Just to clarify things: in saying Israel needs to come to term with it's role in the "catastrophe", I do not mean to take any sides in the debate as to how the Palestinian refugees came to be refugees. What is the case is that, even though the life of such families in what is now Israel was certainly not the golden way they remember it through the rose colored glasses of nostalgia, it was certainly better than life in a refugee camp. And since, no matter who's to blame for what, if Israel didn't exist, these people wouldn't be in refugee camps, at some level Israel is culpable. And, in order to negotiate in good faith, Israel must come to terms with this fact of its existence: the land of Israel once had a reasonable percentage of Arabs in its population and now it doesn't. That is a de facto ethnic cleansing and to deny that reality, no matter what the intentions of who were or who's really to blame, is to be part of a collective psychosis (denying reality).

On the other hand, it is a psychotic delusion among too many in the Arab world and on the left that the de facto ethnic cleansing surrounding Israel's birth was something (at the time) considered to be completely beyond the pale. At the time, such mass populations transfers were seen as positive and perhaps the only way to keep peace.

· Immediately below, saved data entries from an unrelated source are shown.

PR #1155, opened 2022-01-12
Revert "Bump helmet from 4.6.0 to 5.0.1" until we review new defaults

sldblog:
Reverts ministryofjustice/hmpps-interventions-ui#1135

helmet 5.0 has breaking configuration changes and I have _no idea_ how it would actually impact production, so I'm reverting out of caution


sldblog:
Thanks!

Indeed, if we look at many historical hot-spots (Germany's borders, for example) that cooled down in the last half of the 20th century, it is the population transfers of millions of people, on a scale far exceeding that of the Palestinian/Arab-Jewish population exchange, that has allowed the peace to be kept. For that matter, if we look at current and recent hot-spots, we see that many are cases where the population transfers either did not happen post-WWII (the former Yugoslavia) or were not accepted by at least one side (Israel/Palestine). In fact, many of these cases are ones in which dictators or dominant ethnic groups used "reverse ethnic cleansing" to forcibly mix populations to either prevent the formation of separatist ethnic enclaves (Yugoslavia under Tito) or to ensure control by a dominant ethnic group of territory (Israel's settlements on occupied territory, Saddam Hussein moving Sunni Arabs into Kurdish cities): when the dictator is gone or the dominant ethnic group cedes some power, civil war seems to inevitably result.

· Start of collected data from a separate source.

PR #1159, opened 2022-01-14
Allow SAAs to be scheduled in the past

rgforsyth:

Updates the supplier assessment flow to allow for past appointments. This will then continue to ask for feedback at the same time.

To allow past supplier assessment appointments to be created.

### DIFF
--- a/server/routes/appointments/appointmentsController.ts
+++ b/server/routes/appointments/appointmentsController.ts
@@ -448,7 +448,6 @@ export default class AppointmentsController {
       this.interventionsService.getSupplierAssessment(accessToken, referralId),
     ])
     const appointment = await this.getSupplierAssessmentAppointmentFromDraftOrService(req, res, supplierAssessment)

I am not advocating mass population transfers as the primary way to world peace, but I'm pointing out that, in the context of the times of Israel's formation, mass population transfers were not only condoned but in fact were considered salubrious. For the Arab world or the left to pretend otherwise is a psychotic denial of historical reality with rather severe consequences: not only does this denial breed a grudging, reactionary mindset that prevents the Middle East from moving forward into a new era of peace and development, but it directly prevents the Palestinian people from being allowed to form a new society based not on looking to some past that will never be recovered (and Israel needs to acknowledge the trauma of this) -- the Palestinian people are kept in horrid refugee camps not by Israeli nefariousness but by those who would deny the reality of population transfers as something deemed salubrious.

As the song goes "you don't have to live like a refugee". The sooner this is realized, the better.